Q1 2026 VC funding: AI raises $240 billion, eclipsing other sectors
Serge Bulaev
In Q1 2026, AI companies may have taken about 81% of all global venture funding, raising more than $240 billion, with just a few big deals making up most of it. Other sectors like fintech, biotech, and industrial tech got much less funding and only saw large investments when connected to AI. This focus on AI suggests that while overall funding looks high, most other areas may face tighter conditions. The biggest five deals appeared to take up almost three-quarters of all the money, showing that investors might be very cautious except for top AI companies. Outside of AI, investors seem to still support areas like defense tech and cybersecurity that help or use AI.

The Q1 2026 VC funding landscape was dramatically reshaped by Artificial Intelligence, which captured an estimated $240 billion - representing a significant majority of all global venture capital. This intense concentration in a few mega-deals masks tighter funding conditions for most other industries and signals a significant strategic shift for investors and founders alike.
AI's Dominant Share of Venture Funding
According to industry reports, Artificial Intelligence attracted this unprecedented share of capital due to investor belief in AI's massive, power-law return potential. The immense cost of training frontier models necessitates large checks, and a powerful "fear of missing out" (FOMO) cycle has turned top AI companies into must-own assets.
According to industry reports, AI companies secured over $240 billion in Q1 2026, representing a substantial portion of total venture investment 36Kr EU. The funding was heavily concentrated at the top, with four massive rounds by OpenAI ($122B), Anthropic ($30B), xAI ($20B), and Waymo ($16B) accounting for about 65% of global VC activity. This scale left little capital for even established sectors like fintech and biotech.
Funding Landscape for Non-AI Sectors
Outside of the AI frenzy, funding was selective and significantly smaller in scale. Key non-AI sectors demonstrated the following trends:
- Fintech: While still attracting capital, mega-deals were scarce. According to industry reports, banking platforms for startups saw significant funding rounds, though at more modest valuations than in previous years (Reuters repost).
- Industrial & Defense Tech: Companies with a strategic or "physical AI" angle found success. According to industry reports, defense supply chain companies secured substantial Series B rounds, with many achieving unicorn status.

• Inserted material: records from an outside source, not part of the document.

PR #364, opened 2025-11-26
Add binary type support

Pierlou:
Fixes https://errors.data.gouv.fr/organizations/sentry/issues/270937/
To be added in `csv-detective` too


bolinocroustibat (approved):
Image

- Biotech: The sector remained active, particularly with European growth funds like JEITO Capital, but saw fewer of the blockbuster rounds that characterized previous years.
- Enterprise SaaS: Traditional software struggled to attract growth-stage funding as investor focus pivoted to AI-native applications and infrastructure.
Implications of a "Barbell" Funding Market
This extreme concentration has created a "barbell market," as described by the NVCA - PitchBook Venture Monitor. Investment is flowing into massive, late-stage rounds for perceived AI leaders on one end, and smaller, cautious seed and Series A bets on the other. This dynamic has critical implications:
- For Limited Partners (LPs): Diversification analysis must now separate AI mega-rounds from underlying early-stage market health.
- For Founders Outside AI: The bar for securing funding has risen. Founders need to demonstrate strong revenue, clear competitive moats, and a path to profitability.
- For Fund Managers: Those not focused on AI face increased scrutiny and may need stronger proof of traction to pass higher diligence standards.
Sector Funding Snapshot: Q1 2026
| Sector | Approximate trend | Primary source phrase |
|---|---|---|
| AI | Dominant share of global VC; four deals represent substantial majority of value | "AI companies attracted significant portion of the funds" - 36Kr |
| Fintech | Selective recovery; limited mega deals | PwC cites limited mega deals outside AI |
| Industrial/Robotics | Funded when tied to autonomy | KPMG notes investor interest in autonomous vehicles and robotics |
| Biotech | Meaningful yet secondary | KPMG lists biotech among active themes |
| Enterprise SaaS | Weak at growth stage; shifting to AI-native tools | 36Kr reports classic software nearly absent |
The Bottom Line: While Q1 2026 posted substantial venture capital totals, the market has become narrower and more challenging than ever. Capital is abundant for foundational AI models and their direct supply chain, including semiconductors and energy infrastructure. For all other companies, the path to funding now requires exceptional traction, demonstrable efficiency, and a clear strategic fit in a world increasingly defined by AI.